電験三種 理論 平成7年 問10
問題
対称三相起電力の電源から抵抗$${R}$$の平衡三相負荷に電力を供給する回路において、単相電力量計を図のように接続して、4時間の電力量を測定したところ、$${2[kWh]}$$の計量値を示した。この場合の三相電力$${[kW]}$$として、正しいのは次のうちどれか。
ただし、相回転は1、2、3の順とする。

$$
(1)\ \ 1 \qquad
(2)\ \ 2 \qquad
(3)\ \ 3 \qquad
(4)\ \ 4 \qquad
(5)\ \ 5 \qquad
$$
解答
問題では単相電力量計が接続されているが、これを単相電力計が接続されているとみなしたい。

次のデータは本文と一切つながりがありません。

PR #800, opened 2026-08-19
[18.0][IMP] l10n_fr_account_invoice_import_facturx + l10n_fr_business_document_import

alexis-via:
Improve matching of partner upon invoice import:
- in l10n_fr_account_invoice_import_facturx: update code to newer Factur-X syntax
- in l10n_fr_business_document_import: find a partner from SIREN if only VAT is set in Odoo


njeudy (approved):
ok for me :)

PR #801, opened 2026-08-19
[16.0][BACKPORT] l10n_fr_account_invoice_import_facturx + l10n_fr_business_document_import

alexis-via:
This is a backport from 18 to 16 of https://github.com/OCA/l10n-france/pull/800

Improve matching of partner upon invoice import:

- in l10n_fr_account_invoice_import_facturx: update code to newer Factur-X syntax
- in l10n_fr_business_document_import: find a partner from SIREN if only VAT is set in Odoo


njeudy (approved):
Same as 18.0 one :)

PR #803, opened 2026-09-21
[18.0][FIX] l10n_fr_account_tax_unece: add a default unce_vatex_id on exonerated VAT taxes for sale

nayatec:
As the the unece_vatex_id is mandatory for sales VAT taxes of type "E" and is now checked by new constrains on account_tax_unece this PR adds a default "NR" vatex to allow demo datas to load.

This is a proposal, that suits my immediate need but may not be the better implementation though.


alexis-via:
I prefer to set the exempt tax as inactive (it's what I did in l10n_fr_account_oca) and the python constrain doesn't apply to inactive taxes.

PR #3710, opened 2018-04-30
new style char sheet

Hotbloodhypno:
taken from the original Scion sheet..

fixed errors and made it easier to use for combat...

and a bit more colour!


Solarswordsman:
This is a significant rewrite of the original sheet.  Will existing users of the sheet have their user experience significantly degraded in some way?  What's most important is whether attribute names have been lost or changed and if so that the prior attributes are migrated gracefully through something like a sheet worker.

Hotbloodhypno:
the transfer to or from this sheet to the original should be smooth... no major change in name of attribute titles or layout

Solarswordsman:
OK, I can merge in the Scion changes, but you've made significant changes to the CWOD V:tM 20th anniversary sheet, some of which are breaking changes and arguably make the sheet harder to use (whatever symbol you're using for Abilities is not working, I am greeted with this: � everywhere).

If you remove the CWOD stuff from this branch then I'll merge it in.

Hotbloodhypno:
on vampire 20th..
any roll that uses Strength, Dexterity, or Stamina..  is set up to auto add any blood enhanced stat or Potence Celerity or Fortitude.. look in the combat section the sheet.. its controlled there..(when characters are most likely to burn Blood to increase stats..)

PR #3711, opened 2018-04-30
created for Scion 2 (Kickstarter)

Hotbloodhypno:
this was made to playtest the game.. 

tho there ATM no official char sheets drawn up ... so it might be totally wrong in places (and some sections have altered names)


Solarswordsman:
Hi @Hotbloodhypno, because this is a separate sheet, its files need to be placed in a separate directory than Scion/, which already has the first sheet.  Scion2/ would do just fine.

Also, since there is no publicly available form of the sheet, I can accept the code into the repository for use in playtesting (and for tracking, then release down the line), but you will need to use a pro account to copy the code and put it in your game as a Custom sheet; we don't support adding sheets to the dropdown list unless they are publicly available in some form.

Hotbloodhypno:
ok.. thanks for the info...

i will resend the scion 1 alternate sheet...  in its own folder..

as to the actual attribute names...  nothing changed .. it should be  (mostly) be exactly the same...   except where.. the option menus at the top (choose pantheon.. and god!) use a script/writer.. to infuence a few lines on the pages  i.e.  you choose god/pantheon  it auto sorts your Virtues, and the pantheon Purview ...


was trying to save time and page turning for players



Solarswordsman:
You should put the Scion 2 sheet (this one) in its own folder, leaving the first one as an update so long as those changes don't totally drop the attributes as you've said.  The first one doesn't need those separate `_1E` files either.  Since one of those is a CSS file and it's not referenced in the sheet.json, I'm going to assume it's needed so I'll hold off on merging both of these until those issues are resolved.

Solarswordsman:
You still need to move this version to a new directory before I can merge this, as it is a separate sheet for a new version of the game.

Hotbloodhypno:
have been trying to create a folder for it and post it up to my on line github..  but cant seem to get it to co-operate

its sitting on my system in its own folder.

PR #3713, opened 2018-04-30
Command and Medicine fixes

Hotbloodhypno:
sorted the errors in the code for the two buttons  Command and Medicine


Solarswordsman:
Like I mentioned in the other thread, simply having the additional html and CSS files aren't going to do anything here.  The fix for Command and Medicine is fine, but it should be in its own PR by itself.  This should be easy enough by reverting 4b70b28 or some other method.

We don't generally want multiple sheets for the same game, so you should be treating the new sheet as an upgrade (though it is a significant one) to the former one.

Hotbloodhypno:
i am finding it a bit difficult  using the github app on my computer to push the required files (and folders) to my online copy.. then to request a pull request to merge or create the files for use in the master files ...  trying to create a folder in the online copy is a task...


thanks for informing me whats happening tho... (wrong or right)
i know you have a difficult job sorting thro all the requests ...

Solarswordsman:
It's been a while, so I'm going to close this PR.  Let me know if you have any questions on how to do what I specified above.

Thanks!
Jeff

PR #3716, opened 2018-04-30
Add Sheet "Les Royaumes de Midgard" and "Tiny"

Lyraelle:
Les Royaumes de Midgard
http://www.legrog.org/jeux/royaumes-de-midgard

Tiny
http://www.legrog.org/informations/actualites/11-06-2017-tiny

Thanks you !


Solarswordsman:
In the future, it's preferable to have two separate Pull Requests here, because you're adding two new sheets entirely.  I'll go ahead and merge this though, as it is all formatted properly; it just helps with record-keeping.

PR #3723, opened 2018-05-02
modified conan 2d20 sheet without tickmarks

rschweiker:


Anduh:
You submission will probably not be approved as the [guidelines](https://github.com/Roll20/roll20-character-sheets#guidelines) says:

> Don't Duplicate Work

We only need one sheet for each system. For some major systems like Pathfinder or D&D, we may allow more than one sheet if they are different enough, but contact us in advance before you spend a lot of time working on a new sheet for a game we already have a sheet for. We should focus on improving existing sheets, not creating totally new ones. Along those lines, this is a community effort, so if you want to help improve an existing sheet, just jump in and do so.

Is there any reason this change can't be approved to the original sheet, or made a customization option on it? Have you contacted the original sheet author?

rschweiker:
What if sheet  creator disagrees with suggested edits?

Solarswordsman:
@rschweiker: as mentioned above by @Anduh, we only want one sheet per system unless there are exceptional circumstances.  I will note that we hold accessibility in very high regard, so the suggestions above (making this accessibility mode an improvement to the sheet as a toggle-able option, so that the original style is preserved for those who wish to continue using it) would be my own as well.

This is a community repository, the creator does not own the sheet, and I agree that they would likely have no issue with your improvements anyway so long as they are non-breaking for existing users.

Thank you for your hard work, and if you need help getting this done, please don't hesitate to ask.

(P.S. make sure if you end up changing the `sheet.json` for the main sheet that you format it correctly, the one here doesn't have quotes around the values so it's not valid JSON)

Anduh:
Did it turn out too hard to integrate these improvements as optional in the existing sheet?

You can stop by the char sheet forum if you got stuck with something.

PR #3728, opened 2018-05-06
Shadowrun Anarchy sheet

clevett:
New Shadowrun Anarchy sheet that holds closer to the style in the book. It has built in rolling & an NPC sheet.


Solarswordsman:
I'm adding this as the new Shadowrun Anarchy sheet and deprecating the previous one.  Current users of the previous sheet can continue to use it so long as they don't change their character sheet.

そのために、電力量を1
相分の電力$${P_1}$$に変換する。
$$
P_1=\frac{電力量}{時間}=\frac{2[kWh]}{4[h]}=0.5[kW]
$$
電圧、電流に下図のようにラベルを付ける。

単相電力計で測定しているのは$${I_1}$$と$${V_{12}}$$である。これらをベクトル図にすると、下図のようになる。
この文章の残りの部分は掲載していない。